Esse testemunho, que parece próprio de um país em guerra, é de Silvia Lasarte, médica do Hospital Municipal de Pilar, cidade da província de Buenos Aires, a 50 quilômetros da capital. A região é a mais povoada do país. Nestes dias de crise financeira, tem sido cenário de uma nova experiência econômica o pagamento aos funcionários públicos com bônus. Para completar o quadro desolador, Lasarte comenta que o hospital não dispõe de vacina antitetânica há mais de um ano, e que a tuberculose aumentou de forma impressionante na região. Ela viaja a cada domingo até Pilar para um plantão de 24 horas, cujo pagamento não ultrapassa os US$ 120, mais um adicional de US$ 100, que não receberá se faltar uma única vez.
Nas proximidades de Pilar, em cujo hospital são atendidos centenas de pobres, desempregados e imigrantes ilegais, são muitos os condomínios de luxo e clubes de campo, onde moram os privilegiados, de renda alta, amparados por planos de assistência médica privada. ''Quando algum deles, por acaso, vem parar aqui, pede pelo amor de Deus para que não lhe apliquemos sequer um soro'', conta Lasarte. ''Aqui, espalham-se pelos corredores, em macas, pacientes com patologias graves e acidentados que precisam de amputações. E essas são cenas que os assustam''.
Os problemas médicos se mesclam com outros tipos de necessidade. Lasarte conta o caso de uma equipe que foi atender ao chamado de uma família e se deparou com várias crianças famélicas à porta.

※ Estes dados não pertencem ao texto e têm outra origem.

PR #4420, opened 2021-03-03
invoke git-config with --includes to ensure it always evaluates include.* directives

codykrieger:
Per `git-config`'s man page, `include.*` directives are not respected by default when asked to evaluate a specific file (whether via `--global`, `--file /path/to/.gitconfig`, or `GIT_CONFIG=/path/to/.gitconfig`).

This patch ensures that, if `GIT_CONFIG` is set in the environment when e.g. `git-lfs-push` is invoked, config directives from included files are evaluated.

This is important if, for example, an included file contains a `url.<foo>.insteadOf` directive or `lfs.<foo>.locksverify` directive that's shared between many repositories.

Before this change, with the following setup:

```
% git config --file /tmp/a.config -l
...
remote.origin.url=https://my-server-alias/foo/bar.git
include.path=/tmp/b.config

% git config --file /tmp/b.config -l
...
url.https://my-actual-server.com/.insteadOf=https://my-server-alias/
```

I'd get something like:

```
% GIT_CONFIG=/tmp/a.config git push
...
batch response: Post "https://my-server-alias/foo/bar.git/info/lfs/objects/batch": dial tcp: lookup my-server-alias: no such host
batch response: Post "https://my-server-alias/foo/bar.git/info/lfs/objects/batch": dial tcp: lookup my-server-alias: no such host
Uploading LFS objects:   0% (0/2), 0 B | 0 B/s, done.
error: failed to push some refs to 'https://my-actual-server.com/foo/bar.git'
```

But now it works as expected. :)

I'm open to adding tests if someone can point me at the best place to add them.

### DIFF
--- a/git/config.go
+++ b/git/config.go
@@ -199,7 +199,7 @@ func (c *Configuration) Source() (*ConfigurationSource, error) {
 }
 
 func (c *Configuration) gitConfig(args ...string) (string, error) {
-	args = append([]string{"config"}, args...)
+	args = append([]string{"config", "--includes"}, args...)
 	cmd := subprocess.ExecCommand("git", args...)
 	if len(c.GitDir) > 0 {
 		cmd.Dir = c.GitDir
--- a/t/t-config.sh
+++ b/t/t-config.sh
@@ -256,3 +256,23 @@ begin_test "config: ignoring unsafe lfsconfig keys"
   grep "  core.askpass" status.log
 )
 end_test
+
+begin_test "config respects include.* directives when GIT_CONFIG is set"
+(
+  set -e
+
+  mkdir include-directives
+  cd include-directives
+
+  git init
+
+  git config lfs.url "http://some-url/rest"
+  GIT_CONFIG="$(pwd)/.git/config" git lfs env | tee env.log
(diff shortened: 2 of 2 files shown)


bk2204 (commented):

This looks like a great improvement.  I was surprised to find that `--includes` is actually supported by Git 1.8.3.1 (and I contribute to Git), so this doesn't fortunately doesn't need a feature check and the code looks like it should be fine.

I would like to see some tests for this, as you alluded to.  I think the typical place for those here would be `t/t-config.sh`.  I think the easiest way to test this might be trying to use a config option that would influence `git lfs env` and then invoking that, but other options are possible, too.  If you have questions or run into trouble, please let us know, and we'll try to help out.

codykrieger:
@bk2204 Brilliant, thanks for the pointer—I'll give that a shot. :)

codykrieger:
@bk2204 OK! I think that'll do it. I ran the new test with and without my changes—fails without, passes with. Fingers crossed it passes all of the CI checks. :) 🤞

bk2204 (approved):
This looks great.  Thanks again for the PR.

codykrieger:
@bk2204 Cheers! 🙌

Têm sorte os que podem contar com amostras grátis trazidas pelos próprios médicos.
Na mesma província de Buenos Aires, mas no distrito de La Matanza, o vice-diretor da escola 202, Gabriel Szklair, também parece falar de um outro país, muito diferente do que é apresentado na imprensa, e praticamente inexistente nas análises de funcionários, parlamentares e especialistas. Szkliar diz ter sorrido, ao escutar uma declaração do ministro da Educação sobre o envio de um projeto de lei ao Parlamento para impor um mínimo de 180 dias de aula no ano escolar, ''para recuperar o tempo perdido com greves''. ''Rio para não chorar. Calculo que os meus alunos não terão, este ano, nem 70 horas de aula, e não será só por causa de greves'', explica.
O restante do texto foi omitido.